* [Assignment]:
Reproduce word for word, from the entries below, the line with "src/components/SecondaryPanes/Frames/index.js", the line with "no problem, lets", and every line between them, and nothing more.

[Items listed in a dataset]

Issue #4715, opened 2017-11-16
[Pause] Locations should be symmetric  for original and generated files


jasonLaster:
One of the coolest features we've worked on IMO, is debugger symmettry. Basically, we expect users to mostly care about debugging the original code, but we'll try to help users when they want to see the generated code.

One of the biggest use cases for trying to see the generated code is when you want to inspect variables in the generated code.

We currently map breakpoint locations, so you can see where the breakpoint is. We do not map the debug line and call stack locations, but we totally could and should

here's a [patch](https://gist.github.com/a25952d5dc9caac5cd6178d106be529d)

<img src='https://shipusercontent.com/0cdcafbbe2cd423f38cc58bb6299ccef/symmettry.jpg' title='symmettry.jpg' width=1773>

yurydelendik:
It is worth to notice that "symmetric" might not be a right word here. Single generated location might be mapped to multiple original locations (see e.g. [allGeneratedPositionsFor](https://github.com/mozilla/source-map#sourcemapconsumerprototypeallgeneratedpositionsfororiginalposition) ), but probably to simplicity of this issue the first generated location (or one returned by `generatedPositionFor`) must be selected for symmetry.

PR #4758, opened 2017-11-21
[Pause] Locations should be symmetric  for original and generated files (#4715)

assafdd:
[Pause] Locations should be symmetric  for original and generated files (#4715)

Associated Issue: #4715
### Summary of Changes

* moved getCallStackFrames logic from frames/index.js to a separate selector.
* Frames location use generatedLocation if source is not  original
* Debug line also use generatedLocation if source is not  original

### Test Plan

Example test plan:
- used http://localhost:7999/increment/ for testing
- placed BP in increment.js line 4
- clicked on increment
- switched between original and sourcedMap tabs.
- line numbers in breaks point reflects the selected source (original or sourcedMap)
- debug line in editor pane show the correct line based on the selected soruce  

debugger-symmettry

### DIFF
--- a/src/components/Editor/DebugLine.js
+++ b/src/components/Editor/DebugLine.js
@@ -7,6 +7,7 @@ import { Component } from "react";
 import { markText, toEditorPosition } from "../../utils/editor";
 import { getDocument } from "../../utils/editor/source-documents";
 
+import { isOriginalId } from "devtools-source-map";
 import { connect } from "react-redux";
 import {
   getSelectedLocation,
@@ -70,7 +71,11 @@ export class DebugLine extends Component<Props, State> {
       return;
     }
 
-    const { location, location: { sourceId } } = selectedFrame;
+    const isGeneratedSource = !isOriginalId(selectedLocation.sourceId);
+    const location = isGeneratedSource
+      ? selectedFrame.generatedLocation || selectedFrame.location
+      : selectedFrame.location;
+    const sourceId = location.sourceId;
     const doc = getDocument(sourceId);
     if (!doc) {
       return;
@@ -130,6 +135,9 @@ export class DebugLine extends Component<Props, State> {
 
 export default connect(state => ({
   selectedLocation: getSelectedLocation(state),
+
+  // we should give `getSelectedFrame` the breakpoints treatment
+  // and have it return the correct location: original or generated ...
   selectedFrame: getSelectedFrame(state),
   pauseInfo: getPause(state)
 }))(DebugLine);
--- a/src/components/Editor/DebugLine.js
+++ b/src/components/Editor/DebugLine.js
@@ -8,11 +8,11 @@ import { markText, toEditorPosition } from "../../utils/editor";
 import { getDocument } from "../../utils/editor/source-documents";
 
 import { connect } from "react-redux";
-import { getSelectedFrameLocation, getPause } from "../../selectors";
+import { getVisibleSelectedFrame, getPause } from "../../selectors";
 
 type Props = {
   editor: Object,
-  selectedLocation: Object,
+  selectedFrame: Object,
   pauseInfo: Object
 };
 
@@ -35,36 +35,36 @@ export class DebugLine extends Component<Props, State> {
   componentDidMount() {
     this.setDebugLine(
       this.props.pauseInfo,
-      this.props.selectedLocation,
+      this.props.selectedFrame,
       this.props.editor
     );
   }
 
   componentWillReceiveProps(nextProps: Props) {
-    this.clearDebugLine(this.props.selectedLocation, this.props.editor);
+    this.clearDebugLine(this.props.selectedFrame, this.props.editor);
     this.setDebugLine(
       nextProps.pauseInfo,
-      nextProps.selectedLocation,
+      nextProps.selectedFrame,
       nextProps.editor
     );
   }
 
   componentWillUnmount() {
-    this.clearDebugLine(this.props.selectedLocation, this.props.editor);
+    this.clearDebugLine(this.props.selectedFrame, this.props.editor);
   }
 
-  setDebugLine(pauseInfo: Object, selectedLocation: Object, editor: Object) {
-    if (!selectedLocation) {
+  setDebugLine(pauseInfo: Object, selectedFrame: Object, editor: Object) {
+    if (!selectedFrame) {
       return;
     }
 
-    const sourceId = selectedLocation.sourceId;
+    const sourceId = selectedFrame.location.sourceId;
     const doc = getDocument(sourceId);
     if (!doc) {
       return;
     }
 
-    const { line, column } = toEditorPosition(sourceId, selectedLocation);
+    const { line, column } = toEditorPosition(sourceId, selectedFrame.location);
 
     // make sure the line is visible
     if (editor && editor.alignLine) {
@@ -81,11 +81,11 @@ export class DebugLine extends Component<Props, State> {
     this.setState({ debugExpression });
   }
 
-  clearDebugLine(selectedLocation: Object, editor: Object) {
-    if (!selectedLocation) {
+  clearDebugLine(selectedFrame: Object, editor: Object) {
+    if (!selectedFrame) {
       return;
     }
-    const { line, sourceId } = selectedLocation;
+    const { line, sourceId } = selectedFrame.location;
     const { debugExpression } = this.state;
     if (debugExpression) {
       debugExpression.clear();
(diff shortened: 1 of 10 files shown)


src/components/Editor/DebugLine.js
```diff
@@ -130,6 +135,9 @@ export class DebugLine extends Component<Props, State> {
 
 export default connect(state => ({
   selectedLocation: getSelectedLocation(state),
+
```
assafdd: I didn't get it. do we want to refactor getSelectedLocation to refer to original or sourcedMap location or change the getSelectedFrame to return location?

src/components/Editor/DebugLine.js
```diff
@@ -130,6 +135,9 @@ export class DebugLine extends Component<Props, State> {
...
+  // we should give `getSelectedFrame` the breakpoints treatment
+  // and have it return the correct location: original or generated ...
   selectedFrame: getSelectedFrame(state),
```
assafdd: I didn't get it. do we want to refactor getSelectedLocation to refer to original or sourcedMap location or change the getSelectedFrame to return location?

src/components/Editor/DebugLine.js
```diff
@@ -70,7 +71,11 @@ export class DebugLine extends Component<Props, State> {
       return;
     }
 
-    const { location, location: { sourceId } } = selectedFrame;
+    const isGeneratedSource = !isOriginalId(selectedLocation.sourceId);
+    const location = isGeneratedSource
+      ? selectedFrame.generatedLocation || selectedFrame.location
+      : selectedFrame.location;
+    const sourceId = location.sourceId;
```
jasonLaster: this should work, but i think it would be better in the long run to keep our components dumb - and not let them know about this.

One good reason for this is because when you jump between original and generated contexts, it's good for the component to see a new location so it's updated

src/components/Editor/DebugLine.js
jasonLaster: hmm. probably getSelectedFrame

src/selectors/getCallStackFrames.js
```diff
@@ -0,0 +1,48 @@
...
+  if (!frames) {
+    return null;
+  }
+
+  return frames
+    .filter(frame => getSourceForFrame(sources, frame))
+    .map(frame => appendSource(sources, frame, selectedSource))
+    .filter(frame => !get(frame, "source.isBlackBoxed"))
+    .map(annotateFrame);
+}
```
jasonLaster: looks great. Nice!

assafdd:
@jasonLaster move the logic out of the component. 
Is there anything we want to do with visibleBreakpoints.js ? looks fine to me.

assafdd:
@jasonLaster the last test that is still failing is "Blackboxed Frames"  in tests/frame.js
Since this logic is now moved to getCallStackFrames() in selector folder I do not see a value in that unit test any more. If you think it's important I can create test getCallStackFrames tough I do not see any test in selector folder yet.

jasonLaster:
Thanks @assafdd the component test should still pass as the functionality has not changed. I'm traveling, so a bit slower w/ reviews :)

assafdd:
@jasonLaster fix frames test. I think it's ready.

src/selectors/getSelectedFrameLocation.js
```diff
@@ -0,0 +1,21 @@
...
+  const selectedLocation = getSelectedLocation(state);
+  const isGeneratedSource = !isOriginalId(selectedLocation.sourceId);
+  const selectedFrame = getSelectedFrame(state);
+
+  if (!selectedFrame) {
+    return;
+  }
+
+  return isGeneratedSource
+    ? selectedFrame.generatedLocation || selectedFrame.location
```
jasonLaster: are there cases when there won't be `selectedFrame.generatedLocation`?

src/selectors/visibleBreakpoints.js
```diff
@@ -18,6 +18,9 @@ function formatBreakpoint(breakpoint, selectedSource) {
   const isGeneratedSource = isGeneratedId(sourceId);
 
   return {
+    // when we get the location for the breakpoint
+    // we do the smart thing of returning the relevant location
+    // either the generated or original location!!!
```
jasonLaster: we don't need this comment :)

src/selectors/getCallStackFrames.js
```diff
@@ -0,0 +1,58 @@
...
+function appendSource(sources, frame, selectedSource) {
+  const isGeneratedSource = !isOriginalId(selectedSource.get("id"));
+  return {
+    ...frame,
+    location: getLocation(frame, isGeneratedSource),
+    source: getSourceForFrame(sources, frame).toJS()
+  };
+}
+
+export function getAndProcessFrames(
```
jasonLaster: lets call this function `getCallStackFrames`

src/components/SecondaryPanes/Frames/tests/__snapshots__/Frames.js.snap
```diff
@@ -40,7 +42,9 @@ exports[`Frames Blackboxed Frames filters blackboxed frames 1`] = `
           "location": Object {
             "sourceId": "1",
           },
-          "source": Object {},
+          "source": Object {
+            "id": "1",
```
jasonLaster: i wonder how this changed :)

src/components/SecondaryPanes/Frames/index.js
```diff
@@ -8,32 +8,23 @@ import PropTypes from "prop-types";
...
 import { copyToTheClipboard } from "../../../utils/clipboard";
 
 import {
-  getFrames,
   getFrameworkGroupingState,
   getSelectedFrame,
-  getSourceInSources,
-  getSources,
-  getPause
+  getPause,
```
jasonLaster: I love seeing this complexity go away. Especially lodash, reselect, the selectors...

src/selectors/getSelectedFrameLocation.js
```diff
@@ -0,0 +1,21 @@
...
+    : selectedFrame.location;
+}
```
jasonLaster: I prefer what we do w/ getVisibleBreakpoints and returning the entire object for a couple of reasons

- the debug line still needs to know if we're paused on an error
- the debug line could need the frame ID...
- seems more future proof

jasonLaster:
Shit, looks like we need to clear the debug line

1. pause,
2. go to the bundle
3. go to the original
4. step
5. go to the bundle

(the first bundle clear line wasn't cleared...)

src/selectors/getSelectedFrameLocation.js
assafdd: I did not encountered such use case. I just used the same logic we have wrote in getCallStackFrames and also saw in visibleBreakpoint , assuming there could be such use case. 
I can remove it if you feel comfortable with it.

src/selectors/getCallStackFrames.js
assafdd: thats name is used by the default  export function. 
we can call is formatCallStackFrames.

src/selectors/getSelectedFrameLocation.js
assafdd: Cool. beside location, which other props from the frame would you like to copy?
right now it's the only one that is really needed in DebugLine.js

assafdd:
@jasonLaster I could not reproduce the scenario where we don't clear the debugLine in the bundled source. 

One thing I did saw is that the source name in of the sources in the callstack is not change to 'bundle' when we switch to the generated code while the line numbers are changed. 

callstack_source_names

jasonLaster:
Here's a picture, i got these timing issues when i worked on debugline earlier

there are some traps

jasonLaster:
@assafdd no problem, lets try to address the file names and the mochitests. have you run the mochitests locally yet: https://github.com/devtools-html/debugger.html/blob/master/docs/mochitests.md

they look pretty busted.

codehag:
fixed conflicts

jasonLaster:
Nice find @bomsy. 

We use the selected file to determine if the call stack should be original / generated. The interesting thing is that some frames are ALWAYS generated because HTML files are never mapped. As a result, switching to those frames will change the context, making it difficult to go back. This is also the case when the map does not have a good mapping. 

I think we can live w/ this because in practice HTML frames are rare and no-mappings are largely transpiler code, which no-one wants to see either.

bomsy:
Ok cool ... makes sense!

assafdd:
technically we can store on each frame it's last source state (generated or original)  and use if we find it when rendering the frames source file names. But it would be a little ugly to store UI state in store. so if it's rare use-case probably better to keep it clean and simple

* [Solution]:
src/components/SecondaryPanes/Frames/index.js
```diff
@@ -8,32 +8,23 @@ import PropTypes from "prop-types";
...
 import { copyToTheClipboard } from "../../../utils/clipboard";
 
 import {
-  getFrames,
   getFrameworkGroupingState,
   getSelectedFrame,
-  getSourceInSources,
-  getSources,
-  getPause
+  getPause,
```
jasonLaster: I love seeing this complexity go away. Especially lodash, reselect, the selectors...

src/selectors/getSelectedFrameLocation.js
```diff
@@ -0,0 +1,21 @@
...
+    : selectedFrame.location;
+}
```
jasonLaster: I prefer what we do w/ getVisibleBreakpoints and returning the entire object for a couple of reasons

- the debug line still needs to know if we're paused on an error
- the debug line could need the frame ID...
- seems more future proof

jasonLaster:
Shit, looks like we need to clear the debug line

1. pause,
2. go to the bundle
3. go to the original
4. step
5. go to the bundle

(the first bundle clear line wasn't cleared...)

src/selectors/getSelectedFrameLocation.js
assafdd: I did not encountered such use case. I just used the same logic we have wrote in getCallStackFrames and also saw in visibleBreakpoint , assuming there could be such use case. 
I can remove it if you feel comfortable with it.

src/selectors/getCallStackFrames.js
assafdd: thats name is used by the default  export function. 
we can call is formatCallStackFrames.

src/selectors/getSelectedFrameLocation.js
assafdd: Cool. beside location, which other props from the frame would you like to copy?
right now it's the only one that is really needed in DebugLine.js

assafdd:
@jasonLaster I could not reproduce the scenario where we don't clear the debugLine in the bundled source. 

One thing I did saw is that the source name in of the sources in the callstack is not change to 'bundle' when we switch to the generated code while the line numbers are changed. 

callstack_source_names

jasonLaster:
Here's a picture, i got these timing issues when i worked on debugline earlier

there are some traps

jasonLaster:
@assafdd no problem, lets try to address the file names and the mochitests. have you run the mochitests locally yet: https://github.com/devtools-html/debugger.html/blob/master/docs/mochitests.md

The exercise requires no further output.